Тут недавно одна сотрудница рассказывала, как в телефоне мужа любовные СМСки от другой нашла. Вместе с мужем они семнадцать лет прожили, двух детей воспитали, а тут такое… Говорит, что первая ее мысля была: «Неужели это уже все, и больше ничего в моей жизни не будет?»

А у меня как? Нежели и у меня это самое уже все?

Сиделка

– Сынок, ну поменяй ты мне сиделку эту, Бога ради. Да на любую, но только чтобы обязательно русская была. Пусть хоть какая, хоть самая завалящая, но только чтобы наша. Я вон вчера, ночью просыпаюсь, а она надо мной стоит, руками над пузом моим водит, ну там где шов, и все приговаривает чего-то на своем: «Аллах, да Аллах». Я ее: «Чего ты там бормочешь?» А она: «Это чтобы вы выздоровели быстрей, что б заживало лучше». Как же… нужно ей, чтоб я быстрей выздоравливала. Ей же пока она со мной – денежки идут, а как поправлюсь, так ей фьють, ищи новую бабку. А как она мне градусник мерить дает? Только поставила, еще и минуты не прошло, а она его уже обратно выдергивает. А спрошу: «Сколько там?» Она: «Все нормально, все нормально». Может, у них в Киргизии все так меряют, у них же там жара стоит, а у меня, если больше тридцати семи и двух, то я помираю просто. У меня-то нормальная температура – тридцать пять и восемь. И сестры мне здесь укол жаропонижающий до тридцати восьми не делают. Говорят, до тридцати восьми организм сам с температурой борется, а я помираю, дышать просто нечем. Задыхаюсь. А они ни в какую. Я вон вчера им скандал закатила. Сказала, что если не уколют, то я тогда орать буду. Только тогда и сделали. Вот такие вот дела. А Анна эта еще специально градусник мой сестрам не показывала. Даже когда мне укол положено было – мне не делали. Вот так вот, сыночек. Я так думаю, она еще и порчу на меня наводит…

– Мам, ну ты че-е-е? У тебя же высшее образование, а ты порча…

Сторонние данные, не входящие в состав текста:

PR #458, opened 2017-12-13
Add option to suppress hard links

NeoAdonis:
This option would force WiX toolset to copy the output instead of just creating hard links to the built components.

A use-case where this is useful is in a build system where there's a file cache in place, so the output (without the suppression, the hard link) is saved on it. This means that when a component is rebuilt, the file projected by those hard links seem to be edited as well, poisoning the cache.


barnson:
Not a candidate for WiX v3.14. It can be accomplished with an extension. We'd consider some approach to handle this in WiX v4.0.

robmen:
Fixed in v4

– Не перечь мне, сынок. Слушай меня, я же сейчас больная, мне перечить нельзя. Она, конечно, расторопная, все делает, иногда даже предугадывает. Но ты б, сынок, видел какой у нее злой взгляд, порой бывает. Черный такой. Вот сегодня с утра, когда она меня перебинтовывала, я случайно на нее глянула. Так меня аж передернуло. Злоба такая на лице, и прям так и прет на меня. И опять губами чего-то шевелит. Не иначе как заговаривает, чтобы я не поправилась. Вот так-то вот. Вот почему я тогда тут уже пятую неделю лежу? И четвертую операцию терплю? Ты что же думаешь, у врачей здешних просто нитки гнилые что ли, которыми они меня штопали. Как же. А чего ж тогда все в палате моей уже поменялись, да выписались? Одна только я кукую. То-то и оно. Это все она, Анна, будь она не ладна. Поменяй ты ее, ну, пожалуйста. А если нельзя поменять, то вообще откажись. Я до туалета и так как-нибудь доковыляю. Да и сестрички местные помогут. Должны помочь, им же за это государство деньги платит.

– Хорошо, мам, хорошо. Завтра я попробую этот вопрос решить.

– А чего там пробовать? Ты уж, пожалуйста, реши, а то я не выкарабкаюсь с ней. Угробит она меня. Тебе это надо?